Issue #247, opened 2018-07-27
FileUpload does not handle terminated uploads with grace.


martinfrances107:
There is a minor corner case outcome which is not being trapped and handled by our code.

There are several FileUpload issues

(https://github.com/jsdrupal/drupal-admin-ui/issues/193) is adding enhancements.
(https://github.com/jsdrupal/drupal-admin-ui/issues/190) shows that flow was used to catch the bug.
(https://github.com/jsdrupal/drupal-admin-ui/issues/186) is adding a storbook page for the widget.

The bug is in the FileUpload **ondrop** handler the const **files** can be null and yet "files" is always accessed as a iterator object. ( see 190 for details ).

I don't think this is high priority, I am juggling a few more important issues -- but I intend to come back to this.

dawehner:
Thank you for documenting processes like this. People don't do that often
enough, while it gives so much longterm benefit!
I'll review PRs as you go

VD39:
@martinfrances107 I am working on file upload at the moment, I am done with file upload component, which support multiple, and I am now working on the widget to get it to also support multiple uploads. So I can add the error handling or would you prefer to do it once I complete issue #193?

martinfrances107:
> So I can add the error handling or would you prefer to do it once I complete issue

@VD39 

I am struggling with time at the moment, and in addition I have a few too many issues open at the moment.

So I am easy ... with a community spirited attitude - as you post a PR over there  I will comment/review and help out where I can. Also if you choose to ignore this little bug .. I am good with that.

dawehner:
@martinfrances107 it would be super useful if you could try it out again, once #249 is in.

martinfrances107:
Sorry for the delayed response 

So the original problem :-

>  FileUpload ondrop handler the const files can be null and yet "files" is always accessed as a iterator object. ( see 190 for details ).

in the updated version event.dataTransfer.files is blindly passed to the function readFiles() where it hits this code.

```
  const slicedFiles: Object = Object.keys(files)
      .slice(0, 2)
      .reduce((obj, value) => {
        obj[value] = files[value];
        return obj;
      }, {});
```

Task brief: Copy task. Give back the whole listing exactly as written.

Output for this task:
Issue #247, opened 2018-07-27
FileUpload does not handle terminated uploads with grace.


martinfrances107:
There is a minor corner case outcome which is not being trapped and handled by our code.

There are several FileUpload issues

(https://github.com/jsdrupal/drupal-admin-ui/issues/193) is adding enhancements.
(https://github.com/jsdrupal/drupal-admin-ui/issues/190) shows that flow was used to catch the bug.
(https://github.com/jsdrupal/drupal-admin-ui/issues/186) is adding a storbook page for the widget.

The bug is in the FileUpload **ondrop** handler the const **files** can be null and yet "files" is always accessed as a iterator object. ( see 190 for details ).

I don't think this is high priority, I am juggling a few more important issues -- but I intend to come back to this.

dawehner:
Thank you for documenting processes like this. People don't do that often
enough, while it gives so much longterm benefit!
I'll review PRs as you go

VD39:
@martinfrances107 I am working on file upload at the moment, I am done with file upload component, which support multiple, and I am now working on the widget to get it to also support multiple uploads. So I can add the error handling or would you prefer to do it once I complete issue #193?

martinfrances107:
> So I can add the error handling or would you prefer to do it once I complete issue

@VD39 

I am struggling with time at the moment, and in addition I have a few too many issues open at the moment.

So I am easy ... with a community spirited attitude - as you post a PR over there  I will comment/review and help out where I can. Also if you choose to ignore this little bug .. I am good with that.

dawehner:
@martinfrances107 it would be super useful if you could try it out again, once #249 is in.

martinfrances107:
Sorry for the delayed response 

So the original problem :-

>  FileUpload ondrop handler the const files can be null and yet "files" is always accessed as a iterator object. ( see 190 for details ).

in the updated version event.dataTransfer.files is blindly passed to the function readFiles() where it hits this code.

```
  const slicedFiles: Object = Object.keys(files)
      .slice(0, 2)
      .reduce((obj, value) => {
        obj[value] = files[value];
        return obj;
      }, {});
```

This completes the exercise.